How to stream batches

If you need to stream batches results as they are made available (for logging, tracking progress, saving intermediate results to db..), you can stream batches like so:

streaming_batches.py

import asyncio
import os

from dotenv import load_dotenv
from groq import AsyncGroq

from batchling import batchify

load_dotenv()


async def build_tasks() -> list:
    """Build an identical groq request for two models to create two batches."""
    client = AsyncGroq(api_key=os.getenv(key="GROQ_API_KEY"))
    models = ["llama-3.1-8b-instant", "openai/gpt-oss-20b"]
    question = "Tell me a short joke, one sentence max."
    return [
        client.chat.completions.create(
            model=model,
            messages=[
                {
                    "role": "user",
                    "content": question,
                }
            ],
        )
        for model in models
    ]


async def main() -> None:
    """Run the streaming batches example."""
    tasks = await build_tasks()
    processed_batches = 0
    for task in asyncio.as_completed(tasks):
        response = await task
        processed_batches += 1
        print(f"Processed batches: {processed_batches} / {len(tasks)}")
        print(f"{response.model} answer:\n{response.choices[0].message.content}\n")

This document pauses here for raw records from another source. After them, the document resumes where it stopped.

PR #247, opened 2020-05-12
Fix PEP8 problems

smastelini:
Addresses two minor problems that are making fail the recently added linting check:

* Remove inadvisable usage of 'l' as variable name (E741) in `core.base`
* Fix missing string.format parameter (F523) in `data.DataStream`

---

#### Implementation

#### Tests

### DIFF
--- a/src/skmultiflow/data/data_stream.py
+++ b/src/skmultiflow/data/data_stream.py
@@ -403,7 +403,7 @@ class DataStream(Stream):
         if self.task_type == self._CLASSIFICATION:
             return "{}{} target(s), {} classes".format(name, self.n_targets, self.n_classes)
         elif self.task_type == self._REGRESSION:
-            return "{} target(s)".format(name, self.n_targets)
+            return "{}{} target(s)".format(name, self.n_targets)
 
     def _get_target_values(self):
         if self.task_type == 'classification':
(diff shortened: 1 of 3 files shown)


src/skmultiflow/data/data_stream.py
```diff
@@ -403,7 +403,7 @@ def get_data_info(self):
         if self.task_type == self._CLASSIFICATION:
             return "{}{} target(s), {} classes".format(name, self.n_targets, self.n_classes)
         elif self.task_type == self._REGRESSION:
-            return "{} target(s)".format(name, self.n_targets)
+            return "{}{} target(s)".format(name, self.n_targets)
```
garawalid, line 406: Don't we need some space here between the two **{}**?

smastelini: Hi @garawalid, thanks for pointing it out! I just checked the `name` variable definition:

https://github.com/scikit-multiflow/scikit-multiflow/blob/9c4168e37d0f638a698d0af2916aba866e83dbe8/src/skmultiflow/data/data_stream.py#L402

It already adds a space in case `self.name` is not `None` (`None` is the default value during the object creation).

garawalid: Great!

PR #248, opened 2020-05-15
Fix CI/CD pipeline and streamline sklearn-dependent tests

smastelini:
With the recent release of `sklearn==0.23` some of the tests in our CI/CD pipeline have broken. This problem happened because of the following change in sklearn, which is stated in the new version's changelog:

image

In simple terms, the string representation of a sklearn model only exhibits the parameters that were changed by the user, i.e., the ones that did not keep the suggested default values. 

Some of our automatic tests depend on sklearn and compare the skmultiflow models' descriptions with template strings. These strings previously depicted all the existing parameters of the sklearn models (which were usually used as base models for skmultiflow's meta models). This is no longer the case, as previously described.

We had two options:

1. Force sklearn to keep showing all the parameters and do not change the existing tests
2. Accept the new sklearn's behaviour and adapt our tests (ensuring backward compatibility with older versions of sklearn)

I opted to follow option 2 since it actually simplifies our tests and is future-proof (in case some parameters are renamed, for instance).

* Fix broken CI/CD pipeline
* Enables support to `sklearn==0.23`
* Enforce PEP8 style formatting in the changed files

---

#### Implementation
- [ ] Implementation is correct (it performs its intended function).
- [ ] Code is consistent with the framework.

#### Tests

### DIFF
--- a/tests/meta/test_batch_incremental.py
+++ b/tests/meta/test_batch_incremental.py
@@ -2,7 +2,11 @@ from skmultiflow.data import RandomTreeGenerator
 from skmultiflow.meta.batch_incremental import BatchIncrementalClassifier
 
 from sklearn.tree import DecisionTreeClassifier
+from sklearn import set_config
 import numpy as np
+# Force sklearn to show only the parameters whose default value have been changed when
+# printing an estimator (backwards compatibility with versions prior to sklearn==0.23)
+set_config(print_changed_only=True)
 
 
 def test_batch_incremental():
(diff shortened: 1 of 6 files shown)


smastelini:
I also suggest updating the `requirements.txt` file. I ran the automatic tests in my local machine using multiple versions of sklearn and I observed the following:

* CI/CD fails with `sklearn==0.20.4` (the current version indicated in the requirements file)
* Two tests fail with `sklearn==0.21.3`:
    - `tests/lazy/test_sam_knn.py::test_sam_knn_coverage`
    - `tests/neural_networks/test_perceptron.py::test_perceptron`
    -> in both cases the obtained results do not match with the expected ones.

If I recall correctly, some linear models and neighbour-based algorithms were impacted between versions `0.21` and `0.22` of sklearn.

jacobmontiel:
Changes are correct. Thanks for addressing this @smastelini

PR #256, opened 2020-06-14
Ifn dev

moravitan:

* Adding IFN base algorithm (single-target).
* Adding 4 IFN based algorithms supporting data-stream.

---

#### Implementation
- [X] Implementation is correct (it performs its intended function).
- [X] Code is consistent with the framework.
- [X] PR description covers ALL the changes performed.

#### Tests
- [X] New functionality is tested.
- [X] Tests are created for the new functionality or existing tests are updated accordingly.
- [X] ALL tests pass with no errors.

#### Verification Check
input: Iris dataset (from pandas), alpha = 0.95
output: 
network structure: 
TARGET ATTRIBUTE NO. 0 (Class)
0	1	2	3	4	
2	5	6		
3	7	8	9	
9	10	11	

*0 means root node.*
*each number represent a node.* 
*The first number in each line represent the node being splitted and the following numbers indicate its successors.*
*first layer split - PetLength (splited nodes in this layer - 0)*
*second layer split - PetWidth (splited nodes in this layer - 2,3)*
*third layer split - SepWidth (splited nodes in this layer - 9)*


src/skmultiflow/trees/__init__.py
```diff
@@ -20,12 +21,18 @@
...
            "HoeffdingTreeClassifier", "HoeffdingAdaptiveTreeClassifier", "ExtremelyFastDecisionTreeClassifier",
            "LabelCombinationHoeffdingTreeClassifier", "HoeffdingTreeRegressor", "HoeffdingAdaptiveTreeRegressor",
            "iSOUPTreeRegressor",
            "HoeffdingTree", "HAT", "HATT", "LCHT", "RegressionHoeffdingTree",
            "RegressionHAT", "MultiTargetRegressionHoeffdingTree",
-           "StackedSingleTargetHoeffdingTreeRegressor"]
-
+           "StackedSingleTargetHoeffdingTreeRegressor", "IfnClassifier",
+           "BasicIncremental", "MultipleModel", "PureMultiple",
+           "OnlineNetworkRegenerative"]
```
smastelini, line 38:
```suggestion
           "OnlineNetworkRegenerative"]

```

smastelini:
Hi everyone. Firstly, I would like to thank you for the vast amount of work you did so far! This new whole family of learning algorithms is going to be a nice addition to skmultiflow! There's really a lot of code to review, so as a first step, I did a scan of the changes looking for high-level/generic aspects that might not conform with the framework. As we progress with the changes, I will perform more "waves" of review and delve into implementation details. Please, do not hesitate to contact me if you have any questions.

I assembled some general points that deserve attention. For the most part, they can be solved with some refactoring and renaming some files/classes.

* Naming pattern:
    - I would change the prefix `Ifn` to `IFN`
    - Some of the proposed algorithms miss the 'Classifier' suffix, as suggested in the guidelines for contributors
    - In some cases, the name choice is too generic (considering that the classes are exported to the "outside world" in the `__init__.py` files)
        -> For example: `HiddenLayer`, `MetaLearning`. These names might have different interpretations depending on the context. My suggestion, again, is to use the IFN prefix as much as possible. Other suggestions are welcome too.
* At some point, a binary search is implemented. I suggest using the package `bisect` instead, which comes from the standard Python distribution. We might get a boost in the search performance.
* The `generate` interface used for most of the IOLIN-based IFN variants does not follow the `ClassifierMixin` standards
    - This part is one of the most problematic since all other algorithms available in the `trees` submodule follow the same pattern
    - Ideally, the IFN methods should not the IFNs handle their buffers internally, very much like the `BatchIncrementalClassifier`
        -> They would trigger model retraining and manage the sliding windows of examples in the `partial_fit` implementation
        -> In this case, they would use the currently active network to provide predictions when `predict/predict_proba` was called
        -> The structure depicted in Figure 2 of the original article would still be active, but it would act in the background, rather than acting as the primary access interface
    - Therefore, an instance of `Stream` would not be required anymore for the creation of an IFN

Some minor observations:

* Predictions should be integers (please, refer to the test files)
* Some tests point to the now gone datasets (in `src/skmultiflow/data/datasets`)
* In the `test_iolin` the function `_setup_eliminate_nodes_test_env` returns the assembled network but its value is never assigned to a variable. The network is accessed as a global variable
* There is no information about the `window_size` in `IfnClassifier`'s documentation

moravitan:
Following the given code review we made the following changes for now:
- adding IFN prefix to our files and classes
- adding use in the bisec package
- changing prediction to integers
- fixing the access to the global variable 'network' in `test_iolin`
- adding documentation to the 'window_size' field in `ifnClassifier`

async def run_with_batchify() -> None:
    """Run `main` inside `batchify` for direct script execution."""
    async with batchify(cache=False):
        await main()


if __name__ == "__main__":
    asyncio.run(run_with_batchify())

Output:

Processed batches: 1 / 2
llama-3.1-8b-instant answer:
A man walked into a library and asked the librarian, "Do you have any books on Pavlov's dogs and Schrödinger's cat?" The librarian replied, "It rings a bell, but I'm not sure if it's here or not."

Processed batches: 2 / 2
openai/gpt-oss-20b answer:
Why don't skeletons fight each other? They don't have the guts.